Your task » From the first line of the entries below to the line with "Added a new", give each line again exactly.

Stored data:

-*-*-

PR #135, opened 2026-01-07
chore: using updated aws_iam_streamable_http_client

andreyyoshuamanik:
## Summary

This pull request introduces a new, improved AWS IAM streamable HTTP client function, deprecates the old function, and updates the package to align with upstream MCP (Managed Control Plane) conventions. The changes modernize the API, improve consistency with upstream libraries, and enhance test coverage. There are also minor improvements to environment variable handling and dependency requirements.

#### API Modernization & Deprecation

* Added a new `aws_iam_streamable_http_client` function to replace the deprecated `aws_iam_streamablehttp_client`, aligning with upstream MCP naming and signature patterns. The new function uses keyword-only arguments, accepts a pre-configured `httpx.AsyncClient`, and drops several legacy parameters. The return type is now `AsyncGenerator` for consistency. (`mcp_proxy_for_aws/client.py`, `CHANGELOG.md`) [[1]](diffhunk://#diff-d8d9f6919601c49790e6c77957bbf7e9953b374f3d4cdb193a613c5b0e0a73e3R16-R43) [[2]](diffhunk://#diff-06572a96a58dc510037d5efa622f9bec8519bc1beab13c9f251e97e657a9d4edR8-R27)
* Marked `aws_iam_streamablehttp_client` as deprecated; it now wraps the new function for backward compatibility and will be removed in a future major release. (`mcp_proxy_for_aws/client.py`, `CHANGELOG.md`) [[1]](diffhunk://#diff-d8d9f6919601c49790e6c77957bbf7e9953b374f3d4cdb193a613c5b0e0a73e3R126-R228) [[2]](diffhunk://#diff-06572a96a58dc510037d5efa622f9bec8519bc1beab13c9f251e97e657a9d4edR8-R27)

#### Dependency and Version Updates

* Updated the minimum required version of `fastmcp` to 2.14.2 to support the new client interface and MCP features. (`pyproject.toml`, `CHANGELOG.md`) [[1]](diffhunk://#diff-50c86b7ed8ac2cf95bd48334961bf0530cdc77b5a56f852c5c61b89d735fd711L13-R19) [[2]](diffhunk://#diff-06572a96a58dc510037d5efa622f9bec8519bc1beab13c9f251e97e657a9d4edR8-R27)

#### Testing and Internal Refactoring

* Refactored all tests to use the new `aws_iam_streamable_http_client` and updated mocks to patch `streamable_http_client` instead of the old function. Tests now verify the correct use of HTTP client factories, parameter passing, and backward compatibility of the deprecated API. (`tests/unit/test_client.py`) [[1]](diffhunk://#diff-8a93cfa9211c8f1cfcf07190aae5a33542431e9906054bcab28e169d71ad133bL20-R20) [[2]](diffhunk://#diff-8a93cfa9211c8f1cfcf07190aae5a33542431e9906054bcab28e169d71ad133bL63-R63) [[3]](diffhunk://#diff-8a93cfa9211c8f1cfcf07190aae5a33542431e9906054bcab28e169d71ad133bL97-R104) [[4]](diffhunk://#diff-8a93cfa9211c8f1cfcf07190aae5a33542431e9906054bcab28e169d71ad133bR114-R129) [[5]](diffhunk://#diff-8a93cfa9211c8f1cfcf07190aae5a33542431e9906054bcab28e169d71ad133bL140-R153) [[6]](diffhunk://#diff-8a93cfa9211c8f1cfcf07190aae5a33542431e9906054bcab28e169d71ad133bR166-R193) [[7]](diffhunk://#diff-8a93cfa9211c8f1cfcf07190aae5a33542431e9906054bcab28e169d71ad133bL173-R206) [[8]](diffhunk://#diff-8a93cfa9211c8f1cfcf07190aae5a33542431e9906054bcab28e169d71ad133bL186-R222) [[9]](diffhunk://#diff-8a93cfa9211c8f1cfcf07190aae5a33542431e9906054bcab28e169d71ad133bL201-R237) [[10]](diffhunk://#diff-8a93cfa9211c8f1cfcf07190aae5a33542431e9906054bcab28e169d71ad133bL223-R259) [[11]](diffhunk://#diff-8a93cfa9211c8f1cfcf07190aae5a33542431e9906054bcab28e169d71ad133bL267-R303)

#### Utilities and Environment Handling

* Improved environment variable handling in integration tests: `AWS_SESSION_TOKEN` is now only set if present in credentials, supporting both permanent and temporary credentials. (`tests/integ/mcp/simple_mcp_client.py`)
* Updated the client factory utility to accept additional keyword arguments for compatibility with new `fastmcp` features. (`mcp_proxy_for_aws/utils.py`)

### User experience

Before: there will be a deprecation message because using deprecated streamablehttp_client
After: no deprecation message anymore

## Checklist

* [x] Changes are documented

* [x] Yes
* [ ] No

## Acknowledgment

### DIFF
--- a/mcp_proxy_for_aws/client.py
+++ b/mcp_proxy_for_aws/client.py
@@ -13,12 +13,14 @@
 # limitations under the License.
 
 import boto3
+import httpx
 import logging
+import warnings
 from anyio.streams.memory import MemoryObjectReceiveStream, MemoryObjectSendStream
 from botocore.credentials import Credentials
 from contextlib import _AsyncGeneratorContextManager
 from datetime import timedelta
-from mcp.client.streamable_http import GetSessionIdCallback, streamablehttp_client
+from mcp.client.streamable_http import GetSessionIdCallback, streamable_http_client
 from mcp.shared._httpx_utils import McpHttpClientFactory, create_mcp_http_client
 from mcp.shared.message import SessionMessage
 from mcp_proxy_for_aws.sigv4_helper import SigV4HTTPXAuth
@@ -28,7 +30,7 @@ from typing import Optional
 logger = logging.getLogger(__name__)
 
 
-def aws_iam_streamablehttp_client(
+def aws_iam_streamable_http_client(
     endpoint: str,
     aws_service: str,
     aws_region: Optional[str] = None,
@@ -60,7 +62,7 @@ def aws_iam_streamablehttp_client(
         credentials: Optional AWS credentials from boto3/botocore. If provided, takes precedence over aws_profile.
         headers: Optional additional HTTP headers to include in requests.
         timeout: Request timeout in seconds or timedelta object. Defaults to 30 seconds.
-        sse_read_timeout: Server-sent events read timeout in seconds or timedelta object.
+        sse_read_timeout: Deprecated. This parameter is no longer used and will be removed in version 2.0.0.
         terminate_on_close: Whether to terminate the connection on close.
         httpx_client_factory: Factory function for creating HTTPX clients.
 
@@ -71,7 +73,7 @@ def aws_iam_streamablehttp_client(
             - get_session_id: Callback function to retrieve the current session ID
 
     Example:
-        async with aws_iam_mcp_client(
+        async with aws_iam_streamable_http_client(
             endpoint="https://example.com/mcp",
             aws_service="bedrock-agentcore",
             aws_region="us-west-2"
@@ -80,6 +82,13 @@ def aws_iam_streamablehttp_client(
             pass
     """
     logger.debug('Preparing AWS IAM MCP client for endpoint: %s', endpoint)
+
+    # Warn if sse_read_timeout is set to a non-default value
+    if sse_read_timeout != 60 * 5:
+        logger.warning(
+            'sse_read_timeout parameter is deprecated and will be removed in version 2.0.0. '
+            'The value is ignored in the current implementation.'
+        )
 
     if credentials is not None:
         creds = credentials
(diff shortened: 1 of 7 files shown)


mcp_proxy_for_aws/client.py
```diff
@@ -28,7 +28,7 @@
 logger = logging.getLogger(__name__)
 
 
-def aws_iam_streamablehttp_client(
+def aws_iam_streamable_http_client(
```
arnewouters: This will be a breaking change for existing users

andreyyoshuamanik: Actually that is intended, to align with the streamable_http_client syntax. And i guess it will only break users that update the package version (?) please cmiiw

andreyyoshuamanik:
> The direction is right - upstream deprecated `streamablehttp_client`. But this change needs a deprecation cycle.
> 
> Keep `aws_iam_streamablehttp_client` as a deprecated alias that wraps the new function and emits a warning. Then bump to minor version, add a CHANGELOG entry, and plan removal for the next major.
> 
> Upstream [did this same pattern](https://github.com/modelcontextprotocol/python-sdk/blob/3863f203e91cbb2b21e7cfc24ed8e6d3520b62c7/src/mcp/client/streamable_http.py#L685). Let's not break existing code without a migration window.

Makes sense! Thanks for the suggestion. Adjusted the approach

mcp_proxy_for_aws/client.py
```diff
@@ -113,13 +122,74 @@ def aws_iam_streamablehttp_client(
...
+    """Create an AWS IAM-authenticated MCP streamable HTTP client.
+
+    .. deprecated:: 1.2.0
+        Use :func:`aws_iam_streamable_http_client` instead.
+        This function will be removed in version 2.0.0.
+
+    This is a deprecated alias for aws_iam_streamable_http_client.
+    Please update your code to use aws_iam_streamable_http_client instead.
+    """
+    warnings.warn(
```
DennisTraub: I suggest using the `@deprecated` decorator:

```
from typing_extensions import deprecated

...

@deprecated("Use `aws_iam_streamable_http_client` instead.")
def aws_iam_streamablehttp_client(
    ...
```

mcp_proxy_for_aws/client.py
```diff
@@ -28,7 +30,7 @@
 logger = logging.getLogger(__name__)
 
 
-def aws_iam_streamablehttp_client(
+def aws_iam_streamable_http_client(
```
DennisTraub: If we change the API to match the upstream naming convention, we should also match the signature. It wouldn't make much sense to introduce a breaking change just to keep naming consistent while letting the signature drift.

```
async def aws_iam_streamable_http_client(
    # Specific to the IAM client, replacing upstream's `url: str`
    endpoint: str,
    aws_service: str,
    aws_region: str | None = None,
    aws_profile: str | None = None,
    credentials: Credentials | None = None,
    # Remaining upstream parameters following the new pattern
    *,
    http_client: httpx.AsyncClient | None = None,
    terminate_on_close: bool = True,
) -> AsyncGenerator[
    tuple[
        MemoryObjectReceiveStream[SessionMessage | Exception],
        MemoryObjectSendStream[SessionMessage],
        GetSessionIdCallback,
    ],
    None,
]:
    ...
```

mcp_proxy_for_aws/client.py
andreyyoshuamanik: Agree. updated in this commit ya https://github.com/aws/mcp-proxy-for-aws/pull/135/commits/24f4bccff8b24f5f1fff8377f997a48e6640861f

mcp_proxy_for_aws/client.py
andreyyoshuamanik: This makes sense. Thanks for point this out. i match the signature with the upstream in this commit https://github.com/aws/mcp-proxy-for-aws/pull/135/commits/24f4bccff8b24f5f1fff8377f997a48e6640861f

-*-*-

Exercise answer »
PR #135, opened 2026-01-07
chore: using updated aws_iam_streamable_http_client

andreyyoshuamanik:
## Summary

This pull request introduces a new, improved AWS IAM streamable HTTP client function, deprecates the old function, and updates the package to align with upstream MCP (Managed Control Plane) conventions. The changes modernize the API, improve consistency with upstream libraries, and enhance test coverage. There are also minor improvements to environment variable handling and dependency requirements.

#### API Modernization & Deprecation

* Added a new `aws_iam_streamable_http_client` function to replace the deprecated `aws_iam_streamablehttp_client`, aligning with upstream MCP naming and signature patterns. The new function uses keyword-only arguments, accepts a pre-configured `httpx.AsyncClient`, and drops several legacy parameters. The return type is now `AsyncGenerator` for consistency. (`mcp_proxy_for_aws/client.py`, `CHANGELOG.md`) [[1]](diffhunk://#diff-d8d9f6919601c49790e6c77957bbf7e9953b374f3d4cdb193a613c5b0e0a73e3R16-R43) [[2]](diffhunk://#diff-06572a96a58dc510037d5efa622f9bec8519bc1beab13c9f251e97e657a9d4edR8-R27)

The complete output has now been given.